**What to work on**
All lines from the one containing "Closes #5463" through the last line below must be duplicated exactly, with nothing outside that span.

Dataset entries:
************
PR #5820, opened 2018-02-15
correct type for readdir

rgbkrk:
Includes potential for readdir returning an `Array<Buffer>`, which happens when encoding is set to `'buffer'`. https://nodejs.org/api/fs.html#fs_fs_readdir_path_options_callback

### DIFF
--- a/lib/node.js
+++ b/lib/node.js
@@ -779,16 +779,16 @@ declare module "fs" {
   declare function readdir(
     path: string,
     options: string | { encoding: string },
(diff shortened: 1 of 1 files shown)


nmote:
I'm worried that this will make it a lot harder to use this function in the common case where it actually does return a `string`. Could you overload this function declaration to capture the type more precisely, and add tests in `tests/node_tests` to verify that it behaves as desired?

rgbkrk:
I've switched over to TypeScript so I can't justify putting more work into this PR. Feel free to use the code in the commits, with or without credit.

PR #5837, opened 2018-02-18
Add WebAssembly libdefs

pnevyk:
Although WebAssembly is still in a working draft stage, its API is *stable* enough. Typescript types can be found [here](https://github.com/01alchemist/webassembly-types/blob/master/webassembly.d.ts).

Also, I am willing to add some tests.


mrkev:
Oh sweet. This should've gotten more attention! Thanks for linking the typescript too! I'll try to make sure I don't forget to import this later in the week 😅

PR #5842, opened 2018-02-19
Fix header formatting in intersections guide

alexshpilkin:
This marks up what should be a header in `intersections.md` and also brings all the other section headers there to the same level. Even if I didn’t get the latter right (I’m sure “Impossible intersection types” shouldn’t a subsection of “Intersection type syntax”, but the analogous markup of `unions.md` seems to think otherwise), the former should be fixed.


mroch:
seems good to me, thanks!

PR #5892, opened 2018-02-28
Process .mjs files by default

shauns:
Modules in node > 9.6.1 can use import syntax when ran with a flag on and using`.mjs` extension


fishythefish:
Note that this [feature](https://nodejs.org/api/esm.html) is currently marked [`Stability 1: Experimental`](https://nodejs.org/api/documentation.html#documentation_stability_index).

shauns:
Maybe include just the docs change? Make the example '.mjs' and '.some-other-standardish-extension' rather than '.foo'/'.bar'? I found this relatively obscure.

PR #5896, opened 2018-03-01
Website: Wrap long text

chrisself:
On narrow viewports, longer headings and inline code snippets result in horizontal overflow. This can cause some weirdness when scrolling vertically or when zooming in and out. As an example, you can check out the [type reference for React](https://flow.org/en/docs/react/types/) article, or watch [this video](https://cl.ly/0O2u0N2q1Q0u). From what I'm seeing, the simplest fix is to wrap words that overflow the article container.

### DIFF
--- a/website/_assets/css/_article.scss
+++ b/website/_assets/css/_article.scss
@@ -1,5 +1,6 @@
 .article {
   line-height: 1.7;
+  word-wrap: break-word;
 
   p {
     margin-bottom: 1.2rem;


fishythefish:
Thanks for the PR, @chrisself! Can you include a demo of what you expect this to look like with your fix? The naive `word-wrap: break-word` behavior also looks bad to me; breaking on logical word boundaries might be more appropriate.

chrisself:
Hey! Thanks for checking this out. I took some screenshots demonstrating how this addition would affect the documentation.

Original:
https://cl.ly/1G3R3t0X1X0Y

With `word-wrap: break-word;`:
https://cl.ly/3P0D433Y3V0X

From what I'm seeing, `word-break: break-word;` results in similar behavior, but it appears this property is [mainly for CJK characters](https://www.w3.org/TR/css-text-3/#word-break-property). You mentioned that we could try breaking on "logical word boundaries." Did you have any suggestions that could point me in the right direction if `word-wrap: break-word;` isn't ideal? 

Thanks!

fishythefish:
`word-wrap: break-word` (or equivalently, `overflow-wrap: break-word`) is fine, but it doesn't care where in the word it inserts the break. Using `<wbr>` elements would allow us to choose where the line breaks occur.

chrisself:
My apologies for the delay. I'll start adding `<wbr>` elements where necessary in the coming weeks.

PR #6100, opened 2018-04-05
Provide correct type of the `onmessage` event handler (DedicatedWorkerGlobalScope)

mobily:
This PR fixes type of the `onmessage` event handler in the DedicatedWorkerGlobalScope object.


nmote:
Could you provide a link to API docs which support this change?

nmote:
This one was so obviously a bug that I just went ahead and found the docs myself: https://developer.mozilla.org/en-US/docs/Web/API/DedicatedWorkerGlobalScope/onmessage

nmote:
Looks like this ended up getting addressed in #6853 though, so I'm closing

PR #6118, opened 2018-04-09
Expose `implements` and `mixins` of `DeclareClass` AST

### LINKED ISSUE #5463: flow-parser: `mixins` silently dropped
See [sample](https://astexplorer.net/#/gist/7e956da8da57d5eafdde0e04de9b95a1/5b6fb6f97bbd1e61134d323f2e8b320a51206e9e).

I'm guessing the problem is that `estree_translator.ml` is [ignoring it](https://github.com/facebook/flow/blob/94f53077b74980de1b723a4462903c120ec0bbbe/src/parser/estree_translator.ml#L643-L647) even though it's [there in the original ast](https://github.com/facebook/flow/blob/94f53077b74980de1b723a4462903c120ec0bbbe/src/parser/ast.ml#L378-L385); it doesn't seem to have been appropriately updated when mixins [were added](https://github.com/facebook/flow/commit/b72d1c61487f9e95ddbe68c4f994d9699b7b71c9).

Edit to add: this is a problem for [prettier](https://github.com/prettier/prettier/pull/3391).

### LINKED ISSUE #6096: flow-parser: `implements` dropped in `DeclareClass`
Minimal example: [flow playground](https://flow.org/try/#0JYOwLgpgTgZghgYwgAgELIN4F8BQOAmECANnFCiXAM5XICCywAtgA7ERMTi3oY65A)

The `implements` is not included in `DeclareClass` like in `ClassDeclaration`.

It's similar to #5463, it's also an issue for [prettier](https://github.com/prettier/prettier/pull/4244)

duailibe:
Closes #5463
Closes #6096

Updates `estree_translator.ml` to expose those two fields of `DeclareClass` as we need those for Prettier. I fixed esprima compatibility tests that broke, but I'm not sure if/how I should add regression tests when the declaration includes an interface or mixin.

I'm not familiar with this codebase, let me know if I should do anything differently.

Thanks!

cc @mroch

### DIFF
--- a/packages/flow-parser/test/esprima_test_runner.js
+++ b/packages/flow-parser/test/esprima_test_runner.js
@@ -267,6 +267,15 @@ function handleSpecialObjectCompare(esprima, flow, env) {
     case 'CallExpression':
       delete flow.optional;
       break;
+
+    case 'DeclareClass':
+      if (esprima.implements === undefined) {
+        esprima.implements = [];
+      }
+      if (esprima.mixins === undefined) {
+        esprima.mixins = [];
+      }
+      break;
   }
 
   switch (esprima.type) {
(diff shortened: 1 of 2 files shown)


vjeux:
cc @mroch

mroch:
thanks!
************
**Task solution**
Closes #5463
Closes #6096

Updates `estree_translator.ml` to expose those two fields of `DeclareClass` as we need those for Prettier. I fixed esprima compatibility tests that broke, but I'm not sure if/how I should add regression tests when the declaration includes an interface or mixin.

I'm not familiar with this codebase, let me know if I should do anything differently.

Thanks!

cc @mroch

### DIFF
--- a/packages/flow-parser/test/esprima_test_runner.js
+++ b/packages/flow-parser/test/esprima_test_runner.js
@@ -267,6 +267,15 @@ function handleSpecialObjectCompare(esprima, flow, env) {
     case 'CallExpression':
       delete flow.optional;
       break;
+
+    case 'DeclareClass':
+      if (esprima.implements === undefined) {
+        esprima.implements = [];
+      }
+      if (esprima.mixins === undefined) {
+        esprima.mixins = [];
+      }
+      break;
   }
 
   switch (esprima.type) {
(diff shortened: 1 of 2 files shown)


vjeux:
cc @mroch

mroch:
thanks!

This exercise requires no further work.